Anyone got any ideas as to what is going on? Seems like there is some sort of circuit anomaly that is picking up 2 different defined outputs levels on low on primaries (~50 or ~30), plus some unusual extremely low output that doesn't respond to the head twist. That last one is particular concerning, since the light won't reset to a normal state until I load a RCR in there.

I'm doing a runtime right now on a Duracell at the ~30 output value to compare ... but this is frankly not very useful if I can't predict what state its going to be in. :shakehead

I'll keep you posted ...


----------



## Monocrom (Sep 29, 2008)

selfbuilt said:


> I'll keep you posted ...


 
So you still sometimes lose high-mode? And the only way to get it back is to toss in an RCR123 cell?

Is it possible you got a defective light? I've seen one other review of this light, and that situation didn't seem to crop up.


----------



## selfbuilt (Sep 30, 2008)

Ok, I think I've figured out what is going on with the Lo mode on primaries (main post updated). 

Initially, I was getting inconsistent results - sometimes Lo mode was ~60% of max output, sometimes it was ~40% of max output.
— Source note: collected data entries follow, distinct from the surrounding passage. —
PR #7958, opened 2026-04-04
fix(storage): bump retry-request and teeny-request

OfriHarlev:
- [x] Make sure to open an issue as a [bug/issue](https://github.com/googleapis/google-cloud-node/issues) before writing your code!  That way we can discuss the change, evaluate designs, and agree on the general idea

Fixes #7838

## Description
This updates the handwritten `@google-cloud/storage` package off the older request stack by bumping:
- `retry-request` from `^7.0.0` to `^8.0.0`
- `teeny-request` from `^9.0.0` to `^10.0.0`

For the storage package itself, that changes the resolved runtime chain from:
`retry-request@7 -> teeny-request@9 -> http-proxy-agent@5 -> @tootallnate/once@2`

to:
`retry-request@8.0.2 -> teeny-request@10.1.2 -> http-proxy-agent@7.0.2`

This matters because consumers of `@google-cloud/storage` currently inherit the older `http-proxy-agent@5` / `@tootallnate/once@2` path, which is called out in GHSA-vpq2-c234-7xj6.

## Impact
No source code changes were needed for this bump.

`handwritten/storage` already uses `retry-request` and `teeny-request` through the existing request helpers in `src/nodejs-common`, and the direct API surface used by the package remained compatible with the newer dependency line in this package-level validation. In practice, this is a dependency-resolution update rather than a behavior change in storage's own code.

One scope note: this does not remove every `http-proxy-agent@5` occurrence from the monorepo dependency graph. After the bump, the remaining vulnerable path in this package install is through the dev dependency `@google-cloud/pubsub -> google-gax@4.6.1 -> retry-request@7 -> teeny-request@9`. This PR is specifically for the handwritten storage package's direct runtime request stack.

## Testing
I validated this change inside `handwritten/storage` in the active `google-cloud-node` monorepo layout:
- `npm install`
- `npx mocha build/cjs/test/nodejs-common/service.js build/cjs/test/nodejs-common/util.js`
  - Result on upstream `main`: `151 passing`
  - Result on this branch: `151 passing`
- `npm test`
  - Result on upstream `main`: `3 failing`
  - Result on this branch: `3 failing`
  - The same three existing failures reproduce in both cases under `File#createWriteStream`:
    - `should emit errors`
    - `should emit RangeError`
    - `should close upstream when pipeline fails`
- `npm run lint`
  - Result on upstream `main`: fails in this environment with existing Prettier/GTS formatting errors across the package
  - Result on this branch: same failure shape as upstream `main`

I also verified the resolved dependency tree after the bump:
- `retry-request@8.0.2`
- `teeny-request@10.1.2`
- `http-proxy-agent@7.0.2`

## Additional Information
If you want this issue fully closed at the monorepo level rather than the storage runtime path specifically, there is still follow-up work to move the remaining dev/test dependency branches off `http-proxy-agent@5` as well.

### DIFF
--- a/handwritten/storage/package.json
+++ b/handwritten/storage/package.json
@@ -88,8 +88,8 @@
     "html-entities": "^2.5.2",
     "mime": "^3.0.0",
     "p-limit": "^3.0.1",
-    "retry-request": "^7.0.0",
-    "teeny-request": "^9.0.0",
+    "retry-request": "^8.0.0",
+    "teeny-request": "^10.0.0",
     "uuid": "^8.0.0"
   },
   "devDependencies": {


LucasHillDex:
Hi @alkatrivedi any way we can get this (or similar solution to the vulnerabilities) in?

richardkazuomiller:
It’s been about a month so it would be nice if our friends at Google could take a look 🤠

PR #7962, opened 2026-04-06
fix(spanner): type conflict between @sinonjs/fake-timers and @types/sinonjs__fake-timers

alkatrivedi:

I was also getting a strange unexplained extremely low mode (<3%) a couple of times after switching primaries - something that was only cured by swapping in a RCR.

*After a thorough cleaning of the light with deoxit on all contact surfaces, I am now only getting the ~40% output level consistently.* Based on the RCR results and the reports of others, this seems to be the appropriate Low level:







*The "proper" low mode is identified as the 2nd run above - as you can see, I get the expected output and runtime (just under 8 hours).*

I am not sure where the ~60% output level was coming from, but I was able to reliably produce it half a dozen times at first. Note that I never got an intermediate value - it was either ~60% or ~40% each time I tried (except for the strange <3% mode that occurred twice). I'm just guessing here, but I wonder if the circuit doesn't have a few extra disabled modes that were somehow accidentally triggered by a contact problem (e.g. like the mysterious SOS mode on the Lumapower Incendio)? :thinking:

A second point is that I was commonly changing the battery by removing the head, since the tailcap is difficult to tighten fully with the protruding clip in the way. I'm wondering if that wasn't contributing to "confusing" the circuit somewhat when switching batteries (i.e. somewhat like the Novatac 120P - most of the time I can switch between RCR and primaries without problem, sometimes I need to do the battery mode reset once or twice to get it working properly). I am now switching the battery only at the tailcap, and have not experienced any more mysterious modes. 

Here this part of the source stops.